But Doug Daugherty, president of Hamilton Flourishing, said the organization is not behind the calls or the survey. He said he suspected they were from outside of Hamilton County and said he had only seen photos of the survey posted on Facebook.

"We have nothing to do with the robocalls or the survey, didn't sponsor them, suggest them to anyone, pay for them," he said.

Daugherty did say that the organization has gotten calls from people "around the country" as well as heard from teachers in Hamilton County since Jackson's Aug. 2 presentation.

Though Daugherty said the organization did not have an official stance on the presentation or the controversy, he did say he believed the superintendent should release Jackson's slides, which would "clear up whether or not they were taken out of context."

School board members and the Times Free Press have requested copies of Jackson's presentation, but the requests have been denied.

Tim Hensley, spokesman for the district, said in an email on Aug. 5 that the district and board members do not have a copy of the presentation because it is "the intellectual property of the presenter. He did not leave a copy after the presentation."

District 4 school board member Tiffanie Robinson, who represents several Opportunity Zone schools, said she has received more than 70 calls and messages in response to the robocalls.

"It's incredibly disheartening," Robinson said. "Now we as a school district are doing literally what the public wants us to do, and a small subset of the population is twisting everything that we are doing. It feels very targeted and I don't know what to make of it.
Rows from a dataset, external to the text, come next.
Issue #2355, opened 2018-10-26
Consecutive references doesn’t link


Huddie:
See #2354.

I tested this. If you reference two issues in a row, the second reference doesn’t link. #2354 #2353

<sub>Sent with <a href="http://githawk.com">GitHawk</a></sub>

Issue #2357, opened 2018-10-26
Search in split view doesn’t fill screen


Huddie:
See photo. The search view is short on the right side
![GitHawk Upload by Huddie](https://i.imgur.com/8qxAb6F.jpg)

<details>
<summary>Bug Report Dump (Auto-generated)</summary>
<pre>
Version 1.23.0 (1540303812)
Device: iPhone XR (iOS 12.0)
TestFlight: true
</pre>
</details>

rizwankce:
Same bug in book mark as well.  It's iOS 12 Issue probably. Check https://github.com/GitHawkApp/GitHawk/issues/2251

<sub>Sent with <a href="http://githawk.com">GitHawk</a></sub>

Issue #2356, opened 2018-10-26
Reaction emoji doesn’t update in split view


Huddie:
If your in split view and set a new default reaction in settings the emoji icon won’t update in the main view (settings). 

This is because the cells only update on viewDidAppear.

<sub>Sent with <a href="http://githawk.com">GitHawk</a></sub>

rizwankce:
Ah! Didn't notice that when I added the reaction vc to split view. I'll take care of this 

<sub>Sent with <a href="http://githawk.com">GitHawk</a></sub>

PR #2358, opened 2018-10-27
Fixes regex for consecutive shortlinks

BrianLitwin:
Connected to #2355  

Made a small change to the regex, and updated the unit tests to include the new test case and to accommodate testing more than one regex match in a single test string. 
I tested that this worked manually as well: 

screenshot 2018-10-27 10 51 33


ijm8710:
>Connected to #2355   ...

@BrianLitwin #2355 #2356 #2357 #2358 #2359

ijm8710:
> ...

@BrianLitwin looks like it doesn’t work^

PR #2359, opened 2018-10-27
Fixes Reaction emoji updates on split view

### LINKED ISSUE #2356: Reaction emoji doesn’t update in split view

rizwankce:
Closes #2356

Sry! oversight from mysids. This was introduced from my previous PR. 😦

### DIFF
--- a/Classes/Settings/DefaultReactionDetailController.swift
+++ b/Classes/Settings/DefaultReactionDetailController.swift
@@ -8,6 +8,10 @@
 
 import UIKit
 
+protocol DefaultReactionListener {
+    func didUpdateDefaultReaction()
+}
+
 class DefaultReactionDetailController: UITableViewController {
 
     @IBOutlet var thumbsUpCell: UITableViewCell!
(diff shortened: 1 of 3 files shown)


Classes/Settings/DefaultReactionDetailController.swift
```diff
@@ -18,6 +22,8 @@ class DefaultReactionDetailController: UITableViewController {
     @IBOutlet var heartCell: UITableViewCell!
     @IBOutlet var enabledSwitch: UISwitch!
 
+    var listener: DefaultReactionListener?
```
rnystrom: `weak` to avoid retain cycle! Also the protocol + var should just use the term "Delegate" b/c this is a 1:1 (not 1:n)

rizwankce: Done! Thx for pointing out.

Issue #2342, opened 2018-10-22
Feature request: clone repo in Working Copy


jdmarshall90:
Working Copy appears to have x-callback-url support for this

<sub>Sent with <a href="http://githawk.com">GitHawk</a></sub>

rnystrom:
Love it! Could fit this in the “...” bar item

<sub>Sent with <a href="http://githawk.com">GitHawk</a></sub>

palmin:
The most suitable url to use is probably

    working-copy://show?remote=https%3A%2F%2Fgithub.com%2Fgit%2Fgit.git

that shows the given repository inside Working Copy if already cloned and will otherwise show a cloning dialog.

Sherlouk:
Will need to make sure we use can open to make sure the user actually has WC installed too (just a reminder)

palmin:
@rnystrom I would love to have this working and you can assign it to me if you like.

PR #2366, opened 2018-10-28
Allow showing/cloning repository in Working Copy when installed

palmin:
.../more button when looking at repository has extra action when Working Copy is installed
to show or clone repository in this app.

This should address #2342

### DIFF
--- a/Classes/Repository/RepositoryViewController.swift
+++ b/Classes/Repository/RepositoryViewController.swift
@@ -159,6 +159,20 @@ ContextMenuDelegate {
             .newIssue(issueController: newIssueViewController)
     }
 
+    func workingCopyAction() -> UIAlertAction? {
+        guard let remote = self.repoUrl.absoluteString.addingPercentEncoding(withAllowedCharacters: CharacterSet.alphanumerics) else { return nil}
+
+        guard let url = URL(string: "working-copy://show?remote=\(remote)") else { return nil }
+        guard UIApplication.shared.canOpenURL(url) else { return nil }
+
+        let title = NSLocalizedString("Working Copy", comment: "")
+        let action = UIAlertAction(title: title, style: .default,
+                                   handler: { _ in
+            UIApplication.shared.open(url)
+        })
+        return action
+    }
+
     @objc func onMore(sender: UIButton) {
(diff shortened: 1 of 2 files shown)


rnystrom:
This is so great!! Eventually I’d love to build a Routable out of this, but this is a GREAT way to get us started.

@palmin so this won’t display the action of Working Copy isn’t installed? 👌

Long term might be cool to add a page in settings for supported app links and add a link to download Working Copy.

ALSO I’ll ping you on twitter but I’m gonna change the routes lib a little to update the paths. Thought of a way to make that simpler but it’ll break any URLs if you started adding that to WC.

BasThomas:
Yeah would be cool to be able to download the app (a la Shortcuts) if it isn’t installed!

palmin:
@rnystrom There will be no action shown unless Working Copy is installed. 
This is handled by:

https://github.com/palmin/GitHawk/blob/8ce285d86bdc18f242bda0aeb824332aa8aa3a33/Classes/Repository/RepositoryViewController.swift#L166

Classes/Repository/RepositoryViewController.swift
```diff
@@ -159,6 +159,20 @@ ContextMenuDelegate {
             .newIssue(issueController: newIssueViewController)
     }
 
+    func workingCopyAction() -> UIAlertAction? {
+        guard let remote = self.repoUrl.absoluteString.addingPercentEncoding(withAllowedCharacters: CharacterSet.alphanumerics) else { return nil}
+
+        guard let url = URL(string: "working-copy://show?remote=\(remote)") else { return nil }
+        guard UIApplication.shared.canOpenURL(url) else { return nil }
```
freak4pc: @palmin Would this work without adding `working-copy` to `LSApplicationQueriesSchemes` ? 

https://developer.apple.com/documentation/uikit/uiapplication/1622952-canopenurl

> If your app is linked on or after iOS 9.0, you must declare the URL schemes you pass to this method by adding the LSApplicationQueriesSchemes key to your app's Info.plist file. This method always returns false for undeclared schemes, whether or not an appropriate app is installed. To learn more about the key, see LSApplicationQueriesSchemes.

It definitely feels like an attack."

At an Aug. 15 school board meeting, board members Rhonda Thurman and Karitsa Mosley Jones butted heads over the controversy.

Thurman, of District 1, urged the board to introduce a policy on vetting of outside presentations and guest speakers, but Mosley Jones accused her of being reactionary and of "dancing around" the issue.

"When we have situations of what we're speaking of, what we're dancing around, you have to think about what the content of that presentation was. Everybody in that room knew what that presentation was about," Jones, of District 5, said. "And I am a taxpayer of Hamilton County and I don't need a copy of that presentation to know that was an implicit bias training.

Johnson said he addressed the presentation in an Aug. 6 "welcome back" video before students returned to school and said he doesn't intend to keep rehashing the issue of Jackson's presentation.

He did say the district would do a better job of reviewing presentations ahead of professional development sessions in the future, but he emphasized that his and the district's only agenda "is children."

"In order to serve all children you have to understand all childrens' needs and you have to understand also the perspectives that you could have in the classroom," Johnson told the Times Free Press on Tuesday.

"We will absolutely do a better job of reviewing external presenters' presentations, but I do hate in a moment when we should be conversing about the gains that our teachers and students and staff have made we are talking about this. Our only agenda is children. Our only agenda will remain children."

Chattanooga Mayor Andy Berke also took to social media Tuesday, blasting the calls.

"This is what's wrong with politics. Days after Hamilton County Schools reports all top scores for the first time, a group is targeting it with accusations of a "liberal agenda." Let's do what works: Put partisanship and sloganeering aside & support progress for kids," Berke said in a Facebook post.

UnifiEd also posted on Facebook on Tuesday, calling the calls "underhanded tactics."

"These underhanded tactics show just how far opponents of public education will go to maintain the status quo," the post read.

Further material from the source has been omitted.